EXERCISE PROMPT: Pull every line that holds the word "yaml" from the entries.

Records drawn from a dataset
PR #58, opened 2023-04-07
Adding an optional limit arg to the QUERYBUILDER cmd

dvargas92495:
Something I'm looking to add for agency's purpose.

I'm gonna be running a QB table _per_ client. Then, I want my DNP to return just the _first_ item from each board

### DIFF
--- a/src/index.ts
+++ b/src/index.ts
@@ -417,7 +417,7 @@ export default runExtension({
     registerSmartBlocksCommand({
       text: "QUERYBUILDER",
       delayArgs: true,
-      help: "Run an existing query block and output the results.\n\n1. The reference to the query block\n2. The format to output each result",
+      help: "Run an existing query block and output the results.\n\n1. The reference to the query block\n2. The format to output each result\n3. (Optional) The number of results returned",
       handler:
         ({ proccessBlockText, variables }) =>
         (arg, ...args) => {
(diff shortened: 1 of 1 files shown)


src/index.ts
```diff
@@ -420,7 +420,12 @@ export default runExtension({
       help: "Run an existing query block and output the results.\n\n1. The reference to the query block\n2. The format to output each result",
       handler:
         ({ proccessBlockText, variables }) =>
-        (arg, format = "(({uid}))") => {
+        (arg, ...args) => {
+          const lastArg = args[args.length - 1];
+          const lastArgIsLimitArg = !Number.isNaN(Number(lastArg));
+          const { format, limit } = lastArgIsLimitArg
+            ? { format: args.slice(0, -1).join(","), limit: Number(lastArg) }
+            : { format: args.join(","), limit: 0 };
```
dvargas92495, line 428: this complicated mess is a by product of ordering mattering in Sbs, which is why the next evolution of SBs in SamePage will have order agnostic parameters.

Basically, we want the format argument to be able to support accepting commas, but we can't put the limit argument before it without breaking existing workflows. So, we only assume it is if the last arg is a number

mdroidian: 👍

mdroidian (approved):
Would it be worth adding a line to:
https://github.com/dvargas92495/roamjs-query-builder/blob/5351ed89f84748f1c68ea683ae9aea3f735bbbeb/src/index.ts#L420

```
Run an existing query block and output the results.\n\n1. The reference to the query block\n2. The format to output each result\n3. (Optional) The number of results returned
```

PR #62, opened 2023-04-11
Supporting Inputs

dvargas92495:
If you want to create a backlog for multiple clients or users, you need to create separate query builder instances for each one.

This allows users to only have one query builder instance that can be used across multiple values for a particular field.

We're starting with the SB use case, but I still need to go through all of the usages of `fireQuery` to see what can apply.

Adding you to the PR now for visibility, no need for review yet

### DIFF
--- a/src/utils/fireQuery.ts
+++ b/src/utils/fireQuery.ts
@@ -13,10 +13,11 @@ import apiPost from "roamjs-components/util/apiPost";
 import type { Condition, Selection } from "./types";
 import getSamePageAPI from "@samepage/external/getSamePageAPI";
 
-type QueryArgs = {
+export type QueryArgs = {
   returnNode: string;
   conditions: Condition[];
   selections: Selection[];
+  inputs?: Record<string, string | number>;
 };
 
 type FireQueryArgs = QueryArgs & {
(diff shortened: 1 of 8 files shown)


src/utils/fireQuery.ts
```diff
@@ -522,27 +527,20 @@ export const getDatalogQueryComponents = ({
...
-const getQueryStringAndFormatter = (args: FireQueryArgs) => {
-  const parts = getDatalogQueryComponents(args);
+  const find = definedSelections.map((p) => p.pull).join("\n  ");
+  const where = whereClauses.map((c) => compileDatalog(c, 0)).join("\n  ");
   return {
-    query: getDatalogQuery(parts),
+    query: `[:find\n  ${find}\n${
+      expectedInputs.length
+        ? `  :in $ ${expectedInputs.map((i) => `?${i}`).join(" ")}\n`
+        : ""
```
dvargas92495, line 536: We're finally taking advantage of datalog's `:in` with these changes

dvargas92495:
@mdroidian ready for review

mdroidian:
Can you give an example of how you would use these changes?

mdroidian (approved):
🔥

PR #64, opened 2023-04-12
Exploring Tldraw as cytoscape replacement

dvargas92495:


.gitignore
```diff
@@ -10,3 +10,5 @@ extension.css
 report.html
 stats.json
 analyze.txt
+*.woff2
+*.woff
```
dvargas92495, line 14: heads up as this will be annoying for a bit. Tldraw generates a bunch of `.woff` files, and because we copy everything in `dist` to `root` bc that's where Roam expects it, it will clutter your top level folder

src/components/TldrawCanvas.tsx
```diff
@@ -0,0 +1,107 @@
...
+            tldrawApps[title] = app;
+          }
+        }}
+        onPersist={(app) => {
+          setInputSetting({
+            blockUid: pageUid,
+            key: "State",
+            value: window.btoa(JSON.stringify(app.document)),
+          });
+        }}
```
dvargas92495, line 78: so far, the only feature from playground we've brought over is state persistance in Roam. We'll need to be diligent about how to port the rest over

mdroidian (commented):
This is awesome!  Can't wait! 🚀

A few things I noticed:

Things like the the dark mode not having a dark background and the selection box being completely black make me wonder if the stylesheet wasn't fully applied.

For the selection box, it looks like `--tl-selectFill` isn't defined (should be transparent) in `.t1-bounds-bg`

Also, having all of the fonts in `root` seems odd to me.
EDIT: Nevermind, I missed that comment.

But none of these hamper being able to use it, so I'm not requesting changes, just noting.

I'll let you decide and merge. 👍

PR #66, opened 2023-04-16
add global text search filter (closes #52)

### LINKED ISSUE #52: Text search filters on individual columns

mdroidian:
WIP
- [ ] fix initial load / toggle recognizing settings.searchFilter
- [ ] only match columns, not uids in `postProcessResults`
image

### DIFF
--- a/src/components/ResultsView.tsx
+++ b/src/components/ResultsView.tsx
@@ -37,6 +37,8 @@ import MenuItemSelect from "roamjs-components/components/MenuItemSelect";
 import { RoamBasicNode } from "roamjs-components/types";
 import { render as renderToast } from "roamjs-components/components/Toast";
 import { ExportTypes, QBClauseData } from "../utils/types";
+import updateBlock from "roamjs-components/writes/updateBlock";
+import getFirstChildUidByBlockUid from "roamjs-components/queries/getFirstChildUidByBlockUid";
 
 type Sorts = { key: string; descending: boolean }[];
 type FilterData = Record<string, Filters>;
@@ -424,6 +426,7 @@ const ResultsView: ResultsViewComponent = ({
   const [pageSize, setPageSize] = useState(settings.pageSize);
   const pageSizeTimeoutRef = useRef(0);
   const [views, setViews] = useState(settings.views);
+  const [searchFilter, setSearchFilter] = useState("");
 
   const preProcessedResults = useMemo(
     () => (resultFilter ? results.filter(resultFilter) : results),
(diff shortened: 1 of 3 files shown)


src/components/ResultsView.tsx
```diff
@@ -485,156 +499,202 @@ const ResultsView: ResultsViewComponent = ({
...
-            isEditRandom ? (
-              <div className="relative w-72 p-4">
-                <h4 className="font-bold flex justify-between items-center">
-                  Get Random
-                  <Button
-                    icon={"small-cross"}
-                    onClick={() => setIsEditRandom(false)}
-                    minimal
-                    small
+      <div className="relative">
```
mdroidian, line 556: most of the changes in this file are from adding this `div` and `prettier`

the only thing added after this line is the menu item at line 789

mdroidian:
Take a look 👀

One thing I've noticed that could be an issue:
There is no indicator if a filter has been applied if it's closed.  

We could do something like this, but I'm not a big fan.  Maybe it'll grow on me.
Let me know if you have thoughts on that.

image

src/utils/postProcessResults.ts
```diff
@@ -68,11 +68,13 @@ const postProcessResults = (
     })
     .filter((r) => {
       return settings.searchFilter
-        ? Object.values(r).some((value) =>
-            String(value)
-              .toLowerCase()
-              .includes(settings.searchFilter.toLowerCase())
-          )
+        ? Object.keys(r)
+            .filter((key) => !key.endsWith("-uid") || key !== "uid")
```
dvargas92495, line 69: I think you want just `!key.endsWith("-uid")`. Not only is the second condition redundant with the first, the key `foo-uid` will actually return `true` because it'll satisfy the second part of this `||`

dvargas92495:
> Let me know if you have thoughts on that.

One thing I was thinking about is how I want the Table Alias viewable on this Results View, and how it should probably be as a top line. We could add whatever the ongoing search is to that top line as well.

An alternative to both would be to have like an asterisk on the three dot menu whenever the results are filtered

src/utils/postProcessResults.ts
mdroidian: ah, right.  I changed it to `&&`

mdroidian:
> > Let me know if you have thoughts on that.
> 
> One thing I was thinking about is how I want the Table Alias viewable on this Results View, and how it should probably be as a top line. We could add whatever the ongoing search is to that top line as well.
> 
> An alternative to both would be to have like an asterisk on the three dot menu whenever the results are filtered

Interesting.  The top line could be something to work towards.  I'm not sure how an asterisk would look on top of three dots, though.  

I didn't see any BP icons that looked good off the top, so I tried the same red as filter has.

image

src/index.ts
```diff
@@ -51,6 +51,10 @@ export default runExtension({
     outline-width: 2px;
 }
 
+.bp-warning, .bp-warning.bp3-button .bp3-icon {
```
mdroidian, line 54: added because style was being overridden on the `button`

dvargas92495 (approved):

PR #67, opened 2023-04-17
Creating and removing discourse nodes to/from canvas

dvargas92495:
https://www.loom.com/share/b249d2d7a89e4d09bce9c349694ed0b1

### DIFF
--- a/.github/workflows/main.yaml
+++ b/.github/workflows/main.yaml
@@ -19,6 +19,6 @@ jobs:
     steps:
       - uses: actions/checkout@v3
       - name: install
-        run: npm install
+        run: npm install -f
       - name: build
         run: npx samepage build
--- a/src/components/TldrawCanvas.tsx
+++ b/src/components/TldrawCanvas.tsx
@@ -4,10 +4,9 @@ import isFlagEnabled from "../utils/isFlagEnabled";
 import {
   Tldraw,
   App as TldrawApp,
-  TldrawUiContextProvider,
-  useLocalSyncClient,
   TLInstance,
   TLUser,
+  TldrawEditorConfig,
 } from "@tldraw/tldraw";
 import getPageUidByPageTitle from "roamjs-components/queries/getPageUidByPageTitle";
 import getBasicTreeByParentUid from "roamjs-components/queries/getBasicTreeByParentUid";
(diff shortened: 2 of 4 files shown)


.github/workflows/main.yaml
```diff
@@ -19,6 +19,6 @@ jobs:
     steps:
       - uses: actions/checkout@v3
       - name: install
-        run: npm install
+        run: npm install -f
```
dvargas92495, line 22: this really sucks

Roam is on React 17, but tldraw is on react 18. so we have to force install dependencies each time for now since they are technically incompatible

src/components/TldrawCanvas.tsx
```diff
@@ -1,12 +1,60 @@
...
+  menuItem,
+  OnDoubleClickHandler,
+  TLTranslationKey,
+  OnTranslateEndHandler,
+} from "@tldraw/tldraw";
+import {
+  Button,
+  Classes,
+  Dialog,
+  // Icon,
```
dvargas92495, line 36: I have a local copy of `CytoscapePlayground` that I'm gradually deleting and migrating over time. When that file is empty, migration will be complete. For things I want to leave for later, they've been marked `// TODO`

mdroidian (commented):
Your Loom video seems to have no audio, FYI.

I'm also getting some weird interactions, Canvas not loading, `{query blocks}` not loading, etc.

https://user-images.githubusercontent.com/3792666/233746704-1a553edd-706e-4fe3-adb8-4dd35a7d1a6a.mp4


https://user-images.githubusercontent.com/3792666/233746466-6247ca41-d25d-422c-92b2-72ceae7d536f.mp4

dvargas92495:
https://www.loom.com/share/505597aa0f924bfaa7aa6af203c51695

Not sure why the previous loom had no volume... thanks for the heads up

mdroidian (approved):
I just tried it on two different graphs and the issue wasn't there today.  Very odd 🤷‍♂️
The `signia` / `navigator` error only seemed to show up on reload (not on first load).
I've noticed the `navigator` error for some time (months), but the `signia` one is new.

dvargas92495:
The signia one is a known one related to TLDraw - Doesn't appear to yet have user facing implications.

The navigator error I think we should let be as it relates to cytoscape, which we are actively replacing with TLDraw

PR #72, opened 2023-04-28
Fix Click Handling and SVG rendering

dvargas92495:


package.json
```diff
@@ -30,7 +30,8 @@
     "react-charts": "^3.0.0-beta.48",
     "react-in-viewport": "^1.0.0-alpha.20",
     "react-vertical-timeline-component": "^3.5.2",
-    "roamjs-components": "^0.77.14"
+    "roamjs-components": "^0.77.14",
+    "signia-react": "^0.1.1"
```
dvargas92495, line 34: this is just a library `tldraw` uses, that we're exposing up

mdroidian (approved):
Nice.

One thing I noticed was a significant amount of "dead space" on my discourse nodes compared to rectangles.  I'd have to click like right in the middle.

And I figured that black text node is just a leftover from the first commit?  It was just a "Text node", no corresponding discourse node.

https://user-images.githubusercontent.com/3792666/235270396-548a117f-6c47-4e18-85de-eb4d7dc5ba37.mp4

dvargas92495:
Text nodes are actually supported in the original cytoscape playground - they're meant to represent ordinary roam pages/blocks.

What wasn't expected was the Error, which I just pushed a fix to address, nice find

RESULT FOR THIS EXERCISE:
--- a/.github/workflows/main.yaml
+++ b/.github/workflows/main.yaml
.github/workflows/main.yaml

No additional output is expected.